The job is already done, but there will be a next time to be sure. I used a 1/2 notch and had to butter some tiles to get 'em even. The customer is exstatic with the finished floor, but my trained eye is not satisfied. Of course, I keep that to myself. I spent 2 days filling the slab and it still wasn't flat enough for these tiles, or my rather high standards. Maybe next time I just have to spend 3 days filling.


----------



## Hack (Apr 10, 2008)

I've run into this a few times.  For slight out of level situations, I do what both of you have done:  1/2" notch to get max flexibility when setting the tiles.

I have also had situations where the out of level was too much to correct with a big notch trowel, so I dammed the area and leveled it before I set the tile.

With a 1/16" grout line, it's going to be difficult any way you do it.  My bathroom floor has narrow grout lines and there's absolutely NO margin for error with marble tile.  I've got some ridges.  

Wider grout lines work out better, but don't look right with some tile/marble.


----------



## southernelitecrete (Apr 11, 2008)

as gc's but do dec conc enhancements ourselves,,, residential flatness is always suspect,,, you might consider gypsum self-leveling mixes but downside's the owners rarely go for the long $$$ as most h/o's are cheap.

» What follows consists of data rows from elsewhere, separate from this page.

PR #4395, opened 2022-11-22
[2.19] New restriction for noSuchMethod

### LINKED ISSUE #4263: [2.19] `noSuchMethod` docs
## This is an _evaluation_ ticket

Evaluating the _possible_ need for doc updates due to dart-lang/sdk#49687

### Summary

Behavior (implementing class using overriding private fields) that used to delegate to `noSuchMethod` now just throws an exception. Allowing this behavior to be handled by `noSuchMethod` previously posed a privacy gap, and made the recent implementation of field promotion unsound. 

### Evaluation

- This is closing a privacy gap that shouldn't have existed, as well as allowing implementation of something that didn't exist previously ([#2020](https://github.com/dart-lang/language/issues/2020)), so there's nothing documented already that needs to be updated. 

- I would like to know the message of the exception that's thrown, might fit into docs somewhere.

- https://dart.dev/guides/language/language-tour#nosuchmethod
  > You can’t invoke an unimplemented method unless one of the following is true:
  
  Maybe add "you can't invoke an unimplemented interface name that's private to a different library" (but i feel like that statement needs more elaboration...?). 

### References

- Implemented to support dart-lang/language#2020

MaryaBelanger:
Closes #4263 

I'm not sure if this makes sense @stereotype441, but there's this section that presents some caveats to using `noSuchMethod` and I thought the new restriction to invoking private members might be useful to add.

The wording is awkward and I can adjust that, but does the purpose make sense in light of [your recent changes](https://github.com/dart-lang/sdk/issues/49687)?

Another way I thought to add it was injected into the original caveat, like:

> You **can't invoke** an unimplemented method unless
the members you're invoking are **not private**, and
**one** of the following is true:

But that might be more awkward or might not even make sense. Let me know!

### DIFF
--- a/src/_guides/language/language-tour.md
+++ b/src/_guides/language/language-tour.md
@@ -3564,6 +3564,8 @@ defines the unimplemented method (abstract is OK),
 and the dynamic type of the receiver has an implementation of `noSuchMethod()`
 that's different from the one in class `Object`.
 
+Additonally, you **can't invoke** private members of an implemented interface, **ever**.
+
 For more information, see the informal
 [noSuchMethod forwarding specification.](https://github.com/dart-lang/language/blob/master/archive/feature-specifications/nosuchmethod-forwarding.md)
 


src/_guides/language/language-tour.md
```diff
@@ -3564,6 +3564,8 @@ defines the unimplemented method (abstract is OK),
 and the dynamic type of the receiver has an implementation of `noSuchMethod()`
 that's different from the one in class `Object`.
 
+Additonally, you **can't invoke** private members of an implemented interface, **ever**.
```
stereotype441, line 3567: I don't think this is accurate.  You *can* invoke private members of an implemented interface, if you are in the same library (and hence you can mention the private name), e.g. this totally works:

```dart
class C {
  void _privateMember() {
    print('C._privateMember() called');
  }
}

class D implements C {
  @override
  dynamic noSuchMethod(Invocation invocation) {
    print('D._noSuchMethod() called');
  }
}

main() {
  C()._privateMember(); // Prints `C._privateMember() called`
  D()._privateMember(); // Prints `D._noSuchMethod() called`
}
```

The new behaviour from https://github.com/dart-lang/sdk/issues/49687 doesn't change whether you can invoke a private member of an implemented interface; it just changes what happens if you do, under one very specific circumstance: if you invoke a private member of a class, and that class has an implemention of `noSuchMethod` but doesn't implement that member, _and that member is private to a different library than the one the class is declared in_, then instead of the invocation being routed to your `noSuchMethod` member, an exception will be thrown.

That's quite a mouthful, and honestly it's quite a rare situation.  IMHO there's no need to change the language tour to mention this minor little detail, because the number of people are going to run across it is really quite low.

MaryaBelanger: Ok thanks for explaining! I figured it was unnecessary but just wanted to make sure. Closing this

when we run into this work, we either use scarifiers & grinders to level OR we don't take the work.


----------



## MattCoops (Apr 14, 2008)

You could have pumped out Self Leveling Compound and had a perfectly flat, and level surface to tile over.


----------



## surferob (Jul 27, 2008)

I have this issue with a downstairs bathroom with concrete slab subfloor.  It's surely out of level, just looking at it with the naked eye you can tell.  We're going to lay 16x16 tiles.

Can someone give me some more specific tips on using this self-leveling stuff?

Brands?  Techniques?  Other tips? 


Thanks!


----------